Beitrag von sven23 » So 30. Aug 2015, 10:32

closs hat geschrieben:Das tut aber das Jüdische NT (und 'Hoffnung für Alle') - andere haben bei der Übersetzung "Generation" eine Anmerkung auf "Volk"/"Nation". - Also irgendwas scheint hier im Busch zu sein.
Außer Ideologie ist hier nichts im Spiel.
Volk heißt im Griechischen: άνθρωποι
Geschlecht heißt: Φύλο
Es gibt also wie im Deutschen für jeden Begriff ein eigenes Wort, was auch verständlich ist, da sie unterschiedliche Bedeutungen haben.
Daß die HKM solche verwässernden und falschen Übersetzungen nicht durchgehen lassen kann, sollte klar sein.
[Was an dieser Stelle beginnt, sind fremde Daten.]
PR #62, opened 2020-04-11
Spectralsearchfx

SteffenHeu:
Hey Tomas, 

this converts the spectral match to javafx.

If you want to be able to sleep well at night, don't look at how the export works now :).

Best
Steffen


tomas-pluskal:
Thanks Steffen!
What is the Structure2DComponentAWT for? It seems like you don't use it.

SteffenHeu:
I do. In the export function. :D

tomas-pluskal:
Ah, I see. But I don't get the motivation behind it.
If you need to convert the JavaFX node into a Swing node for export, why don't you just wrap it in a JFXPanel? https://openjfx.io/javadoc/14/javafx.swing/javafx/embed/swing/JFXPanel.html

SteffenHeu:
I tried that, It resulted in a blank export.
I also tried the PrintJob to just export a fx node as pdf, but that converted it to an image in a pdf.

tomas-pluskal:
Got it! I guess there is no way to completely avoid Swing at the moment. Let's hope someone implements a better way to export JavaFX nodes to vector objects soon.

@robinschmid Could you briefly test this PR? I guess you have the most experience in using the spectral search module.

robinschmid:
It seems to work. Although, one time it crashed when I opened the  results dialog (I ran it on the list and opened it when it was still running).

And I cannot open the setup dialog from the results window. it tells me that it does not run from the FX thread:
`
Exception in thread "AWT-EventQueue-0" java.lang.IllegalStateException: Not on FX application thread; currentThread = AWT-EventQueue-0
	at com.sun.javafx.tk.Toolkit.checkFxUserThread(Toolkit.java:291)
	at com.sun.javafx.tk.quantum.QuantumToolkit.checkFxUserThread(QuantumToolkit.java:446)
	at javafx.stage.Stage.<init>(Stage.java:254)
	at javafx.stage.Stage.<init>(Stage.java:240)
	at io.github.mzmine.parameters.dialogs.ParameterSetupDialog.<init>(ParameterSetupDialog.java:113)
	at io.github.mzmine.parameters.dialogs.ParameterSetupDialog.<init>(ParameterSetupDialog.java:104)
	at io.github.mzmine.parameters.impl.SimpleParameterSet.showSetupDialog(SimpleParameterSet.java:179)
	at io.github.mzmine.modules.visualization.spectra.spectralmatchresults.SpectraIdentificationResultsWindow.lambda$0(SpectraIdentificationResultsWindow.java:95)
	at java.desktop/javax.swing.AbstractButton.fireActionPerformed(AbstractButton.java:1967)
	at java.desktop/javax.swing.AbstractButton$Handler.actionPerformed(AbstractButton.java:2308)
	at java.desktop/javax.swing.DefaultButtonModel.fireActionPerformed(DefaultButtonModel.java:405)
	at java.desktop/javax.swing.DefaultButtonModel.setPressed(DefaultButtonModel.java:262)
	at java.desktop/javax.swing.AbstractButton.doClick(AbstractButton.java:369)
	at java.desktop/javax.swing.plaf.basic.BasicMenuItemUI.doClick(BasicMenuItemUI.java:1020)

closs hat geschrieben: So nüchtern ist HKM - vielen Dank. - Manchmal habe ich den Eindruck, dass die Christen analytischer sind als die Agnostiker.
:lol: Guter Witz.
Das war aber jetzt nicht wirklich neu für dich, oder? Paulus gilt nicht umsonst als der Begründer des Christentums.
Freiheit ist das Recht, anderen zu sagen, was sie nicht hören wollen.